The barrier works both ways of course. On the one occasion when Ginger and her ex-husband had some extra money, Hal talked them into investing it with him, and lost it all. We all know how the system is stacked against those at the bottom, how the gains amass with increasingly wild disproportionality at the top, and yet lawmakers seem more concerned about the self-serving whining of the privileged than about the fabric of the country; a moral atrocity for which they pay no price, given that people seem entirely incapable of voting in their own best interest.

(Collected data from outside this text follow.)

PR #405, opened 2020-06-17
Minor: Optional output zmat after modify_coords

oscarwumit:
Zmat contains important connectivity information that xyz does not. Giving the option to output zmat instead of xyz after coordinates modification is useful to ensure connectivity information is preserved.

Zmat is particularly useful when `modify_coords` is called multiple times such as changing two dihedrals of a species by calling the function twice. Using xyz in this case may cause bugs as ARC needs to perceive connectivity from xyz twice, and the perceived connectivity might be inconsistent.

### DIFF
--- a/arc/species/converter.py
+++ b/arc/species/converter.py
@@ -847,6 +847,7 @@ def modify_coords(coords: Dict[str, tuple],
                   mol: Optional[Molecule] = None,
                   index: int = 0,
                   fragments: Optional[List[List[int]]] = None,
+                  output_zmat: bool = False,
                   ) -> Dict[str, tuple]:
     """
     Modify either a bond length, angle, or dihedral angle in the given coordinates.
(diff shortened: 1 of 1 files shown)


arc/species/converter.py
```diff
@@ -884,6 +886,8 @@ def modify_coords(coords: Dict[str, tuple],
 
     Returns:
         dict: The respective cartesian (xyz) coordinates reflecting the desired modification.
+    Returns:
+        dict: The internal (zmat) coordinates reflecting the desired modification.
```
xiaoruiDong, line 890: Minor: @alongd, I am not familiar with the convention. Do we write separate `Returns`, or we merge them together?

arc/species/converter.py
```diff
@@ -946,7 +950,10 @@ def modify_coords(coords: Dict[str, tuple],
             # a list of the two corresponding parameters was be returned
             zmat['vars'][param[0]] = new_value - sum(zmat['vars'][par] for par in param[1:])
         new_xyz = zmat_to_xyz(zmat=zmat)
-    return new_xyz
+    if output_zmat:
+        return zmat
+    else:
+        return new_xyz
```
xiaoruiDong, line 956: Minor: I suggest to put line 952 into the `else` section.

arc/species/converter.py
alongd: We should have just one returned type, it could be a composite type, e.g., https://github.com/ReactionMechanismGenerator/ARC/blob/master/arc/species/conformers.py#L739

oscarwumit:
Thanks for the suggestions. Please take another look. This PR is rebased.

alongd:
@oscarwumit, can you look at the tests?

alongd:
@oscarwumit , what's the status of this PR?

Blue Jasmine gets almost excruciating to watch when it faces this gulf head-on, for example as in a flashback of how Jasmine and Hal tied themselves in knots to avoid spending time with Ginger and the husband when they visited New York. Much as the country loves its sea to shining sea rhetoric, it’s increasingly defined by blind incomprehension, if not outright internal hatred and contempt.
Allen – and probably just about everyone else involved in the film – is much more likely to brush shoulders with a Jasmine than a Ginger. But Blue Jasmine carries an unsettling awareness of the fragility of these enclaves, and of the dubious wisdom of believing in an “America” that can somehow compensate when things break down. Its last, piercing close-up of Jasmine seems true to the intractability of these issues, and triangulates between the delectable specificity of Blanchett’s performance and the character’s miserably universal implications. And so, for some of the time at least, Allen has crafted more here than another top-flight meaningless experience.